What is expected
Below are records; please set down exactly the lines from the first through the one containing "2. ai4rag/components/optimization/search_space_preparation.py —".
### Dataset excerpts
PR #122, opened 2026-08-06
feat: add preparation space check step to fail fast

MRGuziX:
## Description
We should fail fast when it come to the checking of space_preparation step, right now user can launch experiment that will take hours, and after that we will show him info "yo, your model is wrong" he cannot re-trigger it with a changed config, he cannot do anything to save hours of computing. So we need to fail fast to give him info that his provided input is "ok" or "nook"
## Motivation
https://redhat.atlassian.net/browse/RHOAIENG-57709

## Changes
1. ai4rag/utils/validators.py — added validate_model_list() function (moved from search_space_preparation.py)
  2. ai4rag/components/optimization/search_space_preparation.py —
    - Imports validate_model_list from shared location + AI4RAGSearchSpace
    - Adds _validate_model_list = validate_model_list alias for backward compat
    - Adds pre_validated_search_space: AI4RAGSearchSpace | None = None parameter to prepare_search_space_report()
    - When provided: skips model validation, payload construction, and prepare_search_space_with_ogx() call
    - When None: existing behavior unchanged
  3. tests/unit/ai4rag/components/optimization/test_search_space_prep.py —
    - Added TestValidateModelListShared (verifies alias identity)
    - Added TestPrepareSearchSpaceReportPreValidated with 3 tests: skips OGX call, uses provided search space, still loads documents
    

## Testing
- created dev image
- pushed it to quay
- use url in pipeline.yaml
- run a test with changed image
- Step passed - failed it is that there is ai4rag 0.11 and PLC do not have that image yet so it failed last step
image

## Checklist
- [ ] Tests added/updated
- [ ] Documentation updated
- [ ] All checks passing

### DIFF
--- a/ai4rag/components/optimization/search_space_preparation.py
+++ b/ai4rag/components/optimization/search_space_preparation.py
@@ -275,5 +275,3 @@ def prepare_search_space_report(  # pylint: disable=too-many-locals,too-many-arg
         search_space=verbose_repr,
         selected_models=selected_models,
     )
-
-
--- a/ai4rag/components/optimization/search_space_preparation.py
+++ b/ai4rag/components/optimization/search_space_preparation.py
@@ -18,9 +18,13 @@ from ai4rag.core.experiment.mps import ModelsPreSelector
 from ai4rag.rag.embedding.base_model import BaseEmbeddingModel
 from ai4rag.rag.foundation_models.base_model import BaseFoundationModel
 from ai4rag.search_space.prepare.prepare_search_space import prepare_search_space_with_ogx
+from ai4rag.search_space.src.search_space import AI4RAGSearchSpace
+from ai4rag.utils.validators import validate_model_list
 
 _logger = logging.getLogger("search-space-preparation")
 _logger.addHandler(handler)
+
+_validate_model_list = validate_model_list
 
 _DEFAULT_METRIC = "faithfulness"
 _DEFAULT_TOP_N_GENERATION = 3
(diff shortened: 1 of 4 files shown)


ai4rag/utils/validators.py
```diff
@@ -66,3 +66,14 @@ def validate(self, obj, value: T):
                 f"on attribute {self.private_name[1:]}."
             )
         return value
+
+
+def validate_model_list(models: list[str] | None, name: str) -> None:
```
Mateusz-Switala, line 71: I am not sure if this is the right place for this function. Maybe, let's leave it in ai4rag/components/optimization/search_space_preparation.py

ai4rag/components/optimization/search_space_preparation.py
```diff
@@ -161,6 +166,13 @@ def prepare_search_space_report(  # pylint: disable=too-many-locals,too-many-arg
         RAG service during benchmark evaluation.  Lower values reduce
         per-request concurrency (useful when each request carries more
         retrieved context).  Defaults to ``10``.
+    pre_validated_search_space
+        When provided, the function skips model-list validation,
+        payload construction, and the
+        :func:`prepare_search_space_with_ogx` call and uses this
```
Mateusz-Switala, line 172:
```suggestion
        `prepare_search_space_with_ogx` call and uses this
```

The markup `:func:prepare_search_space_with_ogx` is Sphinx reStructuredText (rst) syntax. Let's use sth closer to google style.

ai4rag/utils/validators.py
Mateusz-Switala: @MRGuziX  Could you address this comment? Thanks

jakub-walaszczyk:
@MRGuziX what about this PR? Is this valid?

PR #127, opened 2026-08-12
refactor(maas)!: simplify integration to a single OpenAI client

jakub-walaszczyk:
MaaS now serves models.list(), chat.completions and embeddings from one OpenAI-compatible endpoint, so the previous one-client-per-model design (per-model URL derivation and id stripping) was dead weight.

- Drop per-model client/URL machinery (create_maas_model_client, maas_model_base_url, _short_model_id, _model_owned_by, _resolve_base_url); a single client backs list, chat and embeddings.
- Use model ids verbatim, exactly as models.list() reports them (including '/' path segments); stop stripping to the last segment.
- Move model-instantiation helpers from components/utils/models.py to ai4rag/search_space/prepare/models.py, co-located with their primary consumer, removing the components<->search_space coupling; every consumer now imports them directly.
- Drop base_url from the search-space report and pattern.json; notebooks and dev utils read MAAS_BASE_URL verbatim and build one OpenAI client for both foundation and embedding models.
- Pass the pattern's detected language into the generated inference notebook's foundation model.
- Read benchmark JSON with an explicit utf-8 encoding.
- Update docs and tests to the single-client model; remove tests that only asserted the per-model behaviour.

BREAKING CHANGE: the ai4rag.components.utils.models module and the create_maas_model_client / maas_model_base_url helpers are removed, model ids are now used verbatim (full ids), and the search-space report and pattern.json no longer carry a per-model base_url.

Assisted-by: Claude Opus 4.8

## Description
Brief summary of changes

## Motivation
Why is this change needed?

## Changes
- Another change

## Testing
How did you test this?

## Checklist
- [ ] Tests added/updated
- [ ] Documentation updated
- [ ] All checks passing


MichalSteczko (approved):
LGTM

PR #128, opened 2026-08-18
feat: ai4rag ocr

Medokins:
## Description
Adds optional OCR support to the text-extraction component so scanned PDFs and
  image files (JPEG/PNG/TIFF) can be ingested. OCR runs through RapidOCR via
  Docling and is **off by default** — born-digital documents are unaffected.
  Conversion behaviour is driven by a single `DoclingExtractionConfig` passed to
  `extract_text`.
  
  ## Changes
  - **Image ingestion** — added `.jpg`, `.jpeg`, `.png`, `.tif`, `.tiff` to
    `SUPPORTED_EXTENSIONS`; images are routed through Docling's image/PDF pipeline
    so OCR can run when enabled.
  - **`DoclingExtractionConfig`** — a single frozen config object controls
    table-structure and OCR behaviour (`do_ocr`, `ocr_lang`, and optional custom
    `ocr_*_model_path` overrides). `extract_text` now accepts a ready
    `docling_config` instance and forwards it unchanged to every worker process,
    instead of exploding and re-packing individual parameters. Exported from
    `ai4rag.components.data`.
  - **Model resolution** — `_build_rapidocr_options` resolves ONNX models in a
    three-tier order: (1) explicit custom paths, (2) ONNX bundled in the installed
    `rapidocr` wheel, (3) fall back to `DOCLING_ARTIFACTS_PATH/RapidOcr` (baked
    image models).
   - **Language handling** — no automatic detection; `ocr_lang` selects the bundled
    model set (Latin/English default vs Chinese). `ocr_lang` accepts a string or a
    sequence and is normalized centrally in `DoclingExtractionConfig.__post_init__`.
  - **Fail-fast, actionable errors** —
    - `_validate_rapidocr_artifacts` raises a clear "bake these exact files" error
      when `DOCLING_ARTIFACTS_PATH` is set but the OCR ONNX models are missing
      (Docling itself only logs a warning and then fails opaquely inside a worker).
    - A non-importable `rapidocr` on the OCR path now raises an actionable
      `RuntimeError` instead of silently degrading (rapidocr is a hard dependency
      of `docling-slim[standard]`, so a failed import means a broken install).

  ## Testing
  - `pytest tests/unit` — full unit suite green (1307 passed) after `uv sync --extra dev`.
  - Extraction-specific tests (`tests/unit/ai4rag/components/data/test_extraction.py`)
    cover: image format registration, OCR enable/disable, English vs Chinese model
    selection, custom model paths, `ocr_lang` normalization, missing-artifacts
    fail-fast, and missing-`rapidocr`-package fail-fast.
  - `pylint` / `black` / `isort` clean on the changed files.


ai4rag/components/data/constants.py
```diff
@@ -19,5 +19,11 @@
         ".qmd",
         ".rmd",
         ".xhtml",
+        # Image formats for OCR-capable ingestion (RapidOCR via Docling).
```
jakub-walaszczyk: Please remove this unnecessary comment

ai4rag/components/data/text_extraction.py
```diff
@@ -75,6 +94,12 @@ def extract_text(  # pylint: disable=too-many-locals,too-many-arguments,too-many
     max_extraction_workers: int | None = None,
     docling_artifacts_path: str | None = None,
     do_table_structure: bool = False,
+    do_ocr: bool = False,
+    ocr_lang: Sequence[str] | str | None = None,
+    ocr_det_model_path: str | None = None,
+    ocr_cls_model_path: str | None = None,
+    ocr_rec_model_path: str | None = None,
+    ocr_rec_keys_path: str | None = None,
```
jakub-walaszczyk: Don't we want to expect instance of `DoclingExtractionConfig` as a parameter here? `pipelines-components` might construct this and pass prepared instance

ai4rag/components/data/text_extraction.py
```diff
@@ -63,7 +69,20 @@ class ExtractionResult:
     error_count: int
 
 
-def extract_text(  # pylint: disable=too-many-locals,too-many-arguments,too-many-positional-arguments
+@dataclass(frozen=True)
+class DoclingExtractionConfig:
```
jakub-walaszczyk, line 106: This would be nice to have docstring here describing each parameter "what" and "why".

ai4rag/components/data/text_extraction.py
```diff
@@ -140,8 +181,23 @@ def extract_text(  # pylint: disable=too-many-locals,too-many-arguments,too-many
 
     s3_creds = _resolve_s3_credentials(s3_endpoint, s3_access_key, s3_secret_key, s3_region)
     artifacts_path = _resolve_artifacts_path(docling_artifacts_path)
+    pipeline_config = DoclingExtractionConfig(
```
jakub-walaszczyk: as suggested in the class signature comment, double-handling these parameters might not have much rationale. We  can pass ready instance of this dataclass to the function while calling it.

ai4rag/components/data/text_extraction.py
```diff
@@ -350,24 +406,148 @@ def _resolve_artifacts_path(explicit: str | None) -> Path | None:
...
+)
+_ARTIFACTS_RAPIDOCR_CHINESE = (
+    "onnx/PP-OCRv4/det/ch_PP-OCRv4_det_mobile.onnx",
+    "onnx/PP-OCRv4/cls/ch_ppocr_mobile_v2.0_cls_mobile.onnx",
+    "onnx/PP-OCRv4/rec/ch_PP-OCRv4_rec_mobile.onnx",
+)
+# Optional small models that some rapidocr wheels still ship under ``rapidocr/models/``.
+_BUNDLED_RAPIDOCR_DET = "PP-OCRv6_det_small.onnx"
+_BUNDLED_RAPIDOCR_CLS = "ch_ppocr_mobile_v2.0_cls_mobile.onnx"
+_BUNDLED_RAPIDOCR_REC = "PP-OCRv6_rec_small.onnx"
```
jakub-walaszczyk: Any constants should be elevated to the top of the file. The question is, why do we have such relative paths here? Shouldn't we store such paths in the `pipelines-components` after all? Question, not assumption. Let's discuss on why

ai4rag/components/data/text_extraction.py
```diff
@@ -350,24 +406,148 @@ def _resolve_artifacts_path(explicit: str | None) -> Path | None:
...
+        return _ARTIFACTS_RAPIDOCR_CHINESE
+    return _ARTIFACTS_RAPIDOCR_ENGLISH
+
+
+def _try_resolve_wheel_rapidocr_model_paths() -> dict[str, str] | None:
+    """Return RapidOCR wheel model paths when the installed package still ships ONNX files."""
+    try:
+        import rapidocr
+    except ImportError:
+        return None
```
jakub-walaszczyk: is there a case where we do not install rapidocr? I do not think so. It is most likely installed with docling's deps (btw I do not see the added dependencies, so where does this come from?)

Additionally, when we catch error on import and we silently return None this is completely not informational. How are we supposed to debug it later in the prod when all we have are some logs.

ai4rag/components/data/text_extraction.py
```diff
@@ -37,6 +42,7 @@
 _logger.addHandler(handler)
 
 DOWNLOAD_MAX_THREADS = 8
+DEFAULT_OCR_LANG: tuple[str, ...] = ("english",)
```
jakub-walaszczyk, line 59: What are the languages and how is the language detection handled? What is the process?

jakub-walaszczyk (changes requested):
Proper PR name is missing.
There is no description in the PR, even though the template is prepared.
Some things are not described on whjy we make things the way we make. Maybe we should consider some quick demo before processing further to introduce some more context for the review.

Additionally, please provide some more information on what happens with the language handling. It is kind of limited here, hence a little bit error prone and misaligned with what we actually try to support?

ai4rag/components/data/constants.py
Medokins: Deleted

ai4rag/components/data/text_extraction.py
Medokins: I described the supported languages and how the language detection is handeled, but Im not sure if this is the correct place (inline) to describe it

ai4rag/components/data/text_extraction.py
Medokins: Added docstring describing each parameter

ai4rag/components/data/text_extraction.py
Medokins: You're right, changed it to DoclingExtractionConfig

ai4rag/components/data/text_extraction.py
Medokins: Changed it to instance of DoclingExtractionConfig dataclass

ai4rag/components/data/text_extraction.py
Medokins: Moved consts to top of the file. 

As for they why;
They're a mirror of Docling's own internal contract. In docling/models/stages/ocr/rapid_ocr_model.py, Docling hardcodes the exact same strings in its model-set tables. Additionally (and this is the main reason I've done this) docling doesnt fail fast,  when a model file is missing under artifacts_path, Docling only does this:
```
if not Path(model_path).exists():
    _log.warning(f"The provided model path {model_path} is not found.")
# ...then proceeds to construct RapidOCR(params=params) anyway
```

ai4rag/components/data/text_extraction.py
Medokins: Added more info when rapidocr is missing on import

jakub-walaszczyk (approved):

jakub-walaszczyk (approved):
######
Output of the exercise
PR #122, opened 2026-08-06
feat: add preparation space check step to fail fast

MRGuziX:
## Description
We should fail fast when it come to the checking of space_preparation step, right now user can launch experiment that will take hours, and after that we will show him info "yo, your model is wrong" he cannot re-trigger it with a changed config, he cannot do anything to save hours of computing. So we need to fail fast to give him info that his provided input is "ok" or "nook"
## Motivation
https://redhat.atlassian.net/browse/RHOAIENG-57709

## Changes
1. ai4rag/utils/validators.py — added validate_model_list() function (moved from search_space_preparation.py)
  2. ai4rag/components/optimization/search_space_preparation.py —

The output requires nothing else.